4 cups cauliflower florets (no stalks)
1 Tab coconut oil
1 brown onion, finely diced
3 garlic cloves, peeled & finely diced (or crushed)
1 red capsicum, deseeded & diced
2 cups Vegetable Stock
5 Tab almond milk
4 sun dried tomatoes, diced
Quarter cup natural cashews
½ tsp ground cumin
1½ tsp chilli flakes
Quarter tsp ground turmeric
Salt & pepper to taste
corn chips, to serve

  • Soak cashews in a bowl of hot water for 1 hour.

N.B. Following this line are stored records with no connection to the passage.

PR #1564, opened 2025-05-28
FCirc Calculation warnings: when there are animals without serum samples (or without samples entirely)

### LINKED ISSUE #1546: `FCirc` Calculation Warning: `AnimalHasNoSerumSample`
### Feature Inspiration

See #1529.

### Feature Description

See #1529.  Features relevant to this issue are not crossed out.

1. ~`StudyLoader` (or a new column for the `MSRunsLoader` - see `NOTE` below): If a serum sample is for an animal with an infusate, and none of its `MSRunSample`s contain a `PeakGroup` for _any one_ of the Animal's tracer compounds, issue a warning.~
2. ~`AnimalsLoader`: If the infusate column is populated and the animal weight column is `None`, buffer a warning.~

  • Heat frypan over medium heat. Add coconut oil, onion, garlic, capsicum and 1 tsp chilli to pan and sauté until soft & fragrant. Remove half of the mixture and set aside.
  • Add cauliflower & stock to frypan and cook for approximately 15 minutes or until cauliflower is tender and has absorbed the stock.
  • Drain cashews and place in food processor. Add cauliflower mixture to processor with the remainder of ingredients and process for 2 minutes. Then blend through remainder of capsicum mix. Add to a bowl to serve.
  • Garnish with chopped chilli flakes and lime wedges. Serve with corn chips.

TIP: For an optional flavour change you can add a quarter cup of fresh coriander to your food processor and blitz with the cauliflower mixture.